You should never whip or kick your horse.  I once listened to a lady talking to Pony Club members when she saw them kicking and hitting their ponies in the excitement of gymkhana games.  She asked them if they would kick or whip their dog if it didn't do the right thing instantly.  They were appalled at the thought.  The dog would yelp and run away, they said.  Th children were reminded that horses dont yelp or make a noise when hurt and they are trained not to run away and would only do so if they were truly frightened and confused.

Horses are just as sensitive to touch as we are, they can feel a fly on their skin, so I think that you are right in having more lessons, read books on how horses think and react and also have lessons on non RS horses to learn how a properly schooled hprse feels.

And don't forget, it is NEVER the horses fault!
Good luck.


----------



## Makemineacob (14 November 2015)

OP - some very good advice already.  You've accepted that you are not as experienced as you think which is a good start.  Tammytoo's post is particularly spot on, absolutely never an excuse to whip your horse and you should never have a reason to kick your horse.  You need to get an instructor to help you and you do need to increase your knowledge.   Always remember it is the rider's responsibility to make sure they ask the horse in a manner that it understands, if you ask for something and the horse does not understand then you need to look at alternative ways of asking, you should never under any circumstances resort to whipping and kicking as a punishment.  Horses do not understand punishment.  

Have a look at videos online too, Warwick Schiller is a very good one to look at on you tube, he explains things in very simple terms and will be a very good basis to increase your knowledge.  The fact that you have posted here asking for help is excellent in that you realise you need advice and help.  You never stop learning with horses and having that desire to learn and improve your relationship with horses is always to be commended.  

Don't be too harsh on yourself and end your loan too quickly, everyone makes mistakes (especially early on).


----------



## Exploding Chestnuts (14 November 2015)

One of my horses was so bad my hands used to shake when tacking up, even though I had ridden for years [and never had lessons!], I was out of my depth.

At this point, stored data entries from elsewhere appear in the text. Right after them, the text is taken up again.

Issue #1881, opened 2025-04-16
Fish complete snippet in cookbook breaks when completing file paths


youwen5:
```nu
| update value { str replace "\"" "\\\"" | $"($in)" }
```
This seems to not work properly. If you try to tab complete and fish returns file paths, it'll insert one double quote into the line and `fish --complete` will error out. You have to manually fix the quote. For example, if I'm trying to open a PDF with zathura, and I type

```
zathura (there is a space here)
```
and hit tab, it'll insert a quote
```
zathura "
```
and then `fish --complete` will complain about the unpaired quote. If you manually add the quote

```
zathura ""
```
Then completion works as expected. Or if you already begin typing a file path
```
zathura ~/Documents
```
It will work too. Only when you type a command, a space right after, and then hit tab, it'll insert the single unpaired quote and break.

This snippet that I got from a comment in [this issue](https://github.com/nushell/nushell/issues/10690#issuecomment-2299916524) has worked much better for me so far.

```nu
let fish_completer = {|spans|
    fish --command $'complete --escape "--do-complete=($spans | str join " ")"'
    | $"value(char tab)description(char newline)" + $in
    | from tsv --flexible --no-infer
    | each {|i|
        if '\' in $i.value {
            $i | merge {'value': $"\"($i.value | str replace -a '\' '')\""}
        } else {$i}
    }
}
```

_Originally posted by @youwen5 in https://github.com/nushell/nushell.github.io/issues/1844#issuecomment-2810432615_

ysthakur:
@Beinsezii Could you look into this?

Beinsezii:
Ah, that's goofy. It's easy to fix though by just inverting the quotes

`fish --command $"complete '--do-complete=($spans | str join ' ')'"`

that way the manual path checks still work instead of relying on the shady posix unescape

ysthakur:
@Beinsezii Ah, nice. If you have time, could you put up another PR to change that in the docs?

Beinsezii:
Will be resolved with #1883

PR #1883, opened 2025-04-19
Update external_completers.md - Fix fish quotes for ISS1881

Beinsezii:
Invert fish quotes to prevent issues where the output is a single double quote, breaking the string substitution

https://github.com/nushell/nushell.github.io/issues/1881

the TL;DR above is that if you do something like `cat <TAB>` instead of `cat scri<TAB>` the string substitution would break from some funky nushell quoting issues.

cc @ysthakur


fdncred:
Thanks

ysthakur:
Thanks for the quick fix!

ysthakur:
Thanks for the quick fix!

If I had taken lessons I could have got it sorted, but he was difficult and dangerous in my hands, I was naive when I bought him, he had been  "sorted" by the dealer.
I doubt this is the case here, but I think you should only ride under instruction in an arena, this may be expensive in the short term,, but in the long term you may learn to ride!!, and this horse may be the one to get you there. Good luck, you need to put your brave pants on, smile, relax, enjoy.


----------



## Maesto's Girl (6 January 2016)

As some of the other members have said, the owner really should have given you the ins and outs of how they have been riding the horse/what the habits are. When I was younger, I loaned an Arab and the first things I was told were her habits and how she responds to riding. It was so useful as it helped not confuse her to start with...then we developed together. Now, 10 years on, I do tend to ride younger RS horses out on hacks who are a challenge to iron out their "bad" habits they have started to develop. My favourite has a habit of throwing his head down during trot and canter (I mean almost between the legs), spinning in a circle and bucking if he hears other horses coming up behind him....always good when you are hacking with others and he won't go at the back yet. Apart from the staff, there are only a couple of members who are comfortable riding him. I love him as he is a challenge, but I am confident on him so can reassure him when he feels the need to spook or buck. If the horse knows you're confident and relaxed, they will be too.

I never use a whip when riding, just my legs, my hands and my voice which will work the more you and the horse learn about each other so I wouldn't give up on the loan, just work with the owner, work to learn the horse and work with experienced trainers to help you out.


----------